I stir the leaves with a breeze. The not-so-stranger has been paying better attention, as they learned the ways the forest might provide and began to believe the cursed woods may not be so cursed. Forest, kind. They look around my bower and their lips part in wonder, breath warm in the cooling air.

Thank you, forest.

As the sun goes down they lie down with their head pillowed by moss, body not quite in the hollow. I see the dirt in their pores, and watch over the insects drawn to their sweat and their heat in the cool night. They are not, perhaps, as warm as they ought to be. Their fingers twitch into the moss as they sleep.

They rest, eat, rest. They make a little wind-wall of broken hemlock boughs. They eat slightly too many wild apples, and waver as they walk, body and stomach unsteady. That night they roll into the pocket of moss and curl up small, clutching the ground with their fingers in little burrows. Gotta… hold on, you, don’t mind, do you

and I reach up through the earth to hold back, pulling them deeper, breathing in their dirt-apple-pine-moss scent, wrapping around their too-cool body, full of autumn’s bounty and ready for sleep.

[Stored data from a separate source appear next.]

PR #426, opened 2026-05-29
Removed unnecessary syncs and handles

shakedregev:
The code was synchronizing unnecessarily in GramSchmidt and FGMRES, no matter the backend. This should be handled on the HIP backend (which it now is). Removed double synching and all syncing from generic and CUDA code. Established a convention that syncing is always post operation (so there is no need to sync pre, because the device is synced from the post of the last operation).

 ## Proposed changes
 
Removed unnecessary syncs. Updates changelogs.
 
 ## Checklist
 
 
 

- [ ] All tests pass (`make test` and `make test_install` per testing [instructions](https://github.com/ORNL/ReSolve?tab=readme-ov-file#test-and-deploy)). Code tested on
     - [x] CPU backend
     - [x] CUDA backend
     - [x] HIP backend
- [ ] I have manually run the non-experimental examples and verified that residuals are close to machine precision. (In your build directory run: `./examples/<your_example>.exe -h` to get instructions how to run examples). Code tested on:
     - [x] CPU backend
     - [x] CUDA backend
     - [x] HIP backend

### DIFF
--- a/CHANGELOG.md
+++ b/CHANGELOG.md
@@ -16,7 +16,7 @@
 
 - Added `cons` counterparts to `Vector::getData` methods.
 
-- Made Vector::copyDataTo able to copy from device to host and vice versa
+- Made Vector::copyToExternal able to copy from device to host and vice versa
 
 - Added `diagSolve`, `max`, and `abs` vector operations.
 
--- a/CHANGELOG.md
+++ b/CHANGELOG.md
@@ -16,11 +16,15 @@
 
 - Added `cons` counterparts to `Vector::getData` methods.
 
-- Made Vector::copyToExternal able to copy from device to host and vice versa
+- Made Vector::copyToExternal able to copy from device to host and vice versa.
 
 - Added `diagSolve`, `max`, and `abs` vector operations.
 
 - Improved coding guidelines for developers on floating point conventions.
+
+- Removed unnecessary device synchronization.
+
+- Changed variable and function names to be more explanatory.
 
 ## Changes to Re::Solve in release 0.99.2
 
--- a/CHANGELOG.md
+++ b/CHANGELOG.md
@@ -25,6 +25,7 @@
 - Removed unnecessary device synchronization and added where needed (HIP only calls).
 
 - Changed variable and function names to be more explanatory.
+
 - Added Developer Guide documentation for vector and matrix classes and handlers.
 
 ## Changes to Re::Solve in release 0.99.2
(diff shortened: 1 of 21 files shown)


pelesh (commented):
I believe these syncs are needed when using HIP.

shakedregev:
> I believe these syncs are needed when using HIP.

@pelesh - they are not. The code works without them. They are needed within the HIP specific code, but there is no need for them outside. We've added them in the HIP specific code.

pelesh:
> > I believe these syncs are needed when using HIP.
> 
> @pelesh - they are not. The code works without them. They are needed within the HIP specific code, but there is no need for them outside. We've added them in the HIP specific code.

Sorry, where in the HIP specific code are sync statements? I looked at `gemv` function in `VectorHandlerHip` and there is no sync call.

CHANGELOG.md
```diff
@@ -16,12 +16,15 @@
...
 - Added `cons` counterparts to `Vector::getData` methods.
 
-- Made Vector::copyDataTo able to copy from device to host and vice versa
+- Made Vector::copyToExternal able to copy from device to host and vice versa.
 
 - Added `diagSolve`, `max`, and `abs` vector operations.
 
 - Improved coding guidelines for developers on floating point conventions.
 
+- Removed unnecessary device synchronization.
```
shakedregev:
```suggestion
- Removed unnecessary device synchronization and added where needed (HIP only calls).
```

shakedregev:
@pelesh - fixed and I went ahead and fixed it in other places too. Tested on all platforms.

CHANGELOG.md
```diff
@@ -16,12 +16,15 @@
...
-- Made Vector::copyDataTo able to copy from device to host and vice versa
+- Made Vector::copyToExternal able to copy from device to host and vice versa.
 
 - Added `diagSolve`, `max`, and `abs` vector operations.
 
 - Improved coding guidelines for developers on floating point conventions.
 
+- Removed unnecessary device synchronization and added where needed (HIP only calls).
+
+- Changed variable and function names to be more explanatory.
```
shakedregev, line 27:
```suggestion
- Removed unnecessary device synchronization and added where needed (HIP only calls).

- Changed variable and function names to be more explanatory.

```

andrewxu319:
Suggested: synchronize at VectorHandlerHip.cpp, line 192. Premature return skips the sync at the bottom of the function.

andrewxu319 (approved):
Looks good, tests passing on my end too.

The days are countable again and eight of them pass, walking with care and purpose, before the woods begin to thin. Progress quickens, then slows, fears old and new flooding in as the edge comes, and there are fields, a farm, fences, gardens, people.

But then the wind shifts, carrying voices, and the sounds of a welcome language bring their own flood of relief. The other people—the women, two women, one older, one younger, approachable, familiar-unfamiliar, safe—stop their work and go quiet as the stranger emerges from the woods, squinting in the light. Words appear as if by magic on the tongue, long ready for this moment. Hello. I’m sorry to startle you. Am I out of the woods yet, can you tell me where I am. I look down to see hands spread palm-up and open, dirt-smeared. Moss has started trying to grow at the base of the fingernails and maybe will never stop. The women notice, or maybe they do not. They have other questions, of the stranger from the deep woods. I can feel the tongue tense with answers, some true, some less true.

“It’s been so long since I saw anyone else,” I say instead, and I mean it, and my too-green eyes water and spill, and there is the salt, and the women look one to another, asking, answering wordlessly.

“You poor dear,” says the older, and puts her arm around me. “You look half dead. Let’s get you fed and cleaned up.”

My face streams, my body shakes.

The women leave their questions at the edge of the cursed wood and walk me into their home.